__Directions__: Each line starting at the one that contains "PR #3370, opened 2025-01-28" and ending at the one that contains "The issue is" must be returned exactly, and the rest of the listing is left out.

__Provided data__:

<<<<

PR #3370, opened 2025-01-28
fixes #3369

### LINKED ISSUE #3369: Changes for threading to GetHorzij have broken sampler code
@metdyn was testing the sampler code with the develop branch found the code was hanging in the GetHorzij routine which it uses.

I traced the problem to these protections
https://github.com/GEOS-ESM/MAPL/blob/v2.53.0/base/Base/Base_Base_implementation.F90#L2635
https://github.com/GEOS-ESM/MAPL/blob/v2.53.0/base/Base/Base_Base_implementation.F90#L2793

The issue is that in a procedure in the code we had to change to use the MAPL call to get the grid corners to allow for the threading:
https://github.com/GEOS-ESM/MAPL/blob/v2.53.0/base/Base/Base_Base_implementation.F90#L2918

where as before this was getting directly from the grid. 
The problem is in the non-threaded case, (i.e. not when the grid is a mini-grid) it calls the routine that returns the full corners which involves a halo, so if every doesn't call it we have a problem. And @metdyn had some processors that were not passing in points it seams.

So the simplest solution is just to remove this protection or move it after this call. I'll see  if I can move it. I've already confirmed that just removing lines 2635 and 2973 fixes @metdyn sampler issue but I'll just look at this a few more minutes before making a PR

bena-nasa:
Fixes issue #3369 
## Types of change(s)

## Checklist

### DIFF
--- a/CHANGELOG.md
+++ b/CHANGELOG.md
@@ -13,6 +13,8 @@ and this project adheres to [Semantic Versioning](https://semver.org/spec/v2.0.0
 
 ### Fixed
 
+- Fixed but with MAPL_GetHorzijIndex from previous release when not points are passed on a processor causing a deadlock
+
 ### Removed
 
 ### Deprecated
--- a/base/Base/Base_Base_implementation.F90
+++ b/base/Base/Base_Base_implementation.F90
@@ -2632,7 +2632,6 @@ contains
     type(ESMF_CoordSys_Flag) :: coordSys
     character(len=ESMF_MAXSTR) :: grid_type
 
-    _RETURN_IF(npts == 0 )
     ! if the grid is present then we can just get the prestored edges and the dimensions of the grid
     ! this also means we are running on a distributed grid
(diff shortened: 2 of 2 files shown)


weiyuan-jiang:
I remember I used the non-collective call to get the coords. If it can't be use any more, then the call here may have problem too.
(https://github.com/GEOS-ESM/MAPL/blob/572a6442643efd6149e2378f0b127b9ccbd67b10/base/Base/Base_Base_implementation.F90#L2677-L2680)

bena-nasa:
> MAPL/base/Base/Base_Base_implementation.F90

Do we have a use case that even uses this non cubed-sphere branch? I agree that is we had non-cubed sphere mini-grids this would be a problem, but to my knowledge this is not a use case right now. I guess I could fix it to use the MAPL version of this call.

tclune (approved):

>>>>
<<<<

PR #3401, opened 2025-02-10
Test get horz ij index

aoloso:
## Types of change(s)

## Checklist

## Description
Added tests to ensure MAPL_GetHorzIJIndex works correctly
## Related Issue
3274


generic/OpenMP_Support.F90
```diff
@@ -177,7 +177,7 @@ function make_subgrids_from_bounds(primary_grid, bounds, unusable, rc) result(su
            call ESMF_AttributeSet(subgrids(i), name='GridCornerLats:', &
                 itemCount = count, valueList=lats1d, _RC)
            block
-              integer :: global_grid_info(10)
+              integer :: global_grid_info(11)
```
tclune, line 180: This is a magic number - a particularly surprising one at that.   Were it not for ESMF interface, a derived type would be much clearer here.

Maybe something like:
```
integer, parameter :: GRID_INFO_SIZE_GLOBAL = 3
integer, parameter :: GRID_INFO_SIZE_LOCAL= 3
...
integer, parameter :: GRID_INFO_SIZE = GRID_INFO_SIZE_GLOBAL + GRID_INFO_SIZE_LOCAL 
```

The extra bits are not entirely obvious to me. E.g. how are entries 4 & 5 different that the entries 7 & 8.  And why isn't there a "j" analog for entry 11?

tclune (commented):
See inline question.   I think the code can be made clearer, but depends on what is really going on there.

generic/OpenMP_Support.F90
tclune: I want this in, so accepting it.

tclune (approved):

>>>>

__Response below__:
PR #3370, opened 2025-01-28
fixes #3369

### LINKED ISSUE #3369: Changes for threading to GetHorzij have broken sampler code
@metdyn was testing the sampler code with the develop branch found the code was hanging in the GetHorzij routine which it uses.

I traced the problem to these protections
https://github.com/GEOS-ESM/MAPL/blob/v2.53.0/base/Base/Base_Base_implementation.F90#L2635
https://github.com/GEOS-ESM/MAPL/blob/v2.53.0/base/Base/Base_Base_implementation.F90#L2793

The issue is that in a procedure in the code we had to change to use the MAPL call to get the grid corners to allow for the threading:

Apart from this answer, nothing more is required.